(Available records begins)

PR #18, opened 2017-08-09
alicloud/provider:	add new resource container cluster

xiaozhu36:
The PRs mainly add a new resource alicloud_container_cluster. The PR includes the resource code, test cases, examples and docs.

The running results of its test case as follows:

TF_ACC=1 go test ./alicloud -v -run=TestAccAlicloudContainerCluster -timeout=120m
=== RUN   TestAccAlicloudContainerCluster_importBasic
--- PASS: TestAccAlicloudContainerCluster_importBasic (439.56s)
=== RUN   TestAccAlicloudContainerCluster_classic
--- PASS: TestAccAlicloudContainerCluster_classic (435.17s)
=== RUN   TestAccAlicloudContainerCluster_vpc
--- PASS: TestAccAlicloudContainerCluster_vpc (716.03s)

PASS
ok github.com/alibaba/terraform-provider/alicloud  1590.794s


alicloud/resource_alicloud_container_cluster.go
```diff
@@ -0,0 +1,253 @@
...
+
+	cluster, err := conn.DescribeCluster(d.Id())
+
+	if err != nil {
+		return err
+	}
+
+	d.Set("name", cluster.Name)
+	d.Set("size", cluster.Size)
+	d.Set("network_mode", cluster.NetworkMode)
```
catsby: I don't see this attribute defined in the schema

alicloud/resource_alicloud_container_cluster.go
```diff
@@ -0,0 +1,253 @@
...
+	if cluster.VPCID != "" {
+		d.Set("vpc_id", cluster.VPCID)
+	}
+	if cluster.VSwitchID != "" {
+		d.Set("vswitch_id", cluster.VSwitchID)
+	}
+
```
catsby: It seems there are some fields that are not re-read from the API here, specifically:
- `cidr_block`
- `instance_type`
- `disk_size`
- `disk_category`
- `image_id`

Not reading these attributes from the API will prevent Terraform from detecting drift in the configuration, or otherwise ensuring that Terraform did create the resource as desired. Does the API return this information?

xiaozhu36: Hi @catsby 

Thanks for your review. The API doesn't return above fields and if them have been changed, the resource would be re-create. I can get their value from schema and return. Could please provide better advice? Thanks.

Regards,
Guimin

(Available records ends)

Task description
Faithfully write out the entire listing, line by line.

Response area
PR #18, opened 2017-08-09
alicloud/provider:	add new resource container cluster

xiaozhu36:
The PRs mainly add a new resource alicloud_container_cluster. The PR includes the resource code, test cases, examples and docs.

The running results of its test case as follows:

TF_ACC=1 go test ./alicloud -v -run=TestAccAlicloudContainerCluster -timeout=120m
=== RUN   TestAccAlicloudContainerCluster_importBasic
--- PASS: TestAccAlicloudContainerCluster_importBasic (439.56s)
=== RUN   TestAccAlicloudContainerCluster_classic
--- PASS: TestAccAlicloudContainerCluster_classic (435.17s)
=== RUN   TestAccAlicloudContainerCluster_vpc
--- PASS: TestAccAlicloudContainerCluster_vpc (716.03s)

PASS
ok github.com/alibaba/terraform-provider/alicloud  1590.794s


alicloud/resource_alicloud_container_cluster.go
```diff
@@ -0,0 +1,253 @@
...
+
+	cluster, err := conn.DescribeCluster(d.Id())
+
+	if err != nil {
+		return err
+	}
+
+	d.Set("name", cluster.Name)
+	d.Set("size", cluster.Size)
+	d.Set("network_mode", cluster.NetworkMode)
```
catsby: I don't see this attribute defined in the schema

alicloud/resource_alicloud_container_cluster.go
```diff
@@ -0,0 +1,253 @@
...
+	if cluster.VPCID != "" {
+		d.Set("vpc_id", cluster.VPCID)
+	}
+	if cluster.VSwitchID != "" {
+		d.Set("vswitch_id", cluster.VSwitchID)
+	}
+
```
catsby: It seems there are some fields that are not re-read from the API here, specifically:
- `cidr_block`
- `instance_type`
- `disk_size`
- `disk_category`
- `image_id`

Not reading these attributes from the API will prevent Terraform from detecting drift in the configuration, or otherwise ensuring that Terraform did create the resource as desired. Does the API return this information?

xiaozhu36: Hi @catsby 

Thanks for your review. The API doesn't return above fields and if them have been changed, the resource would be re-create. I can get their value from schema and return. Could please provide better advice? Thanks.

Regards,
Guimin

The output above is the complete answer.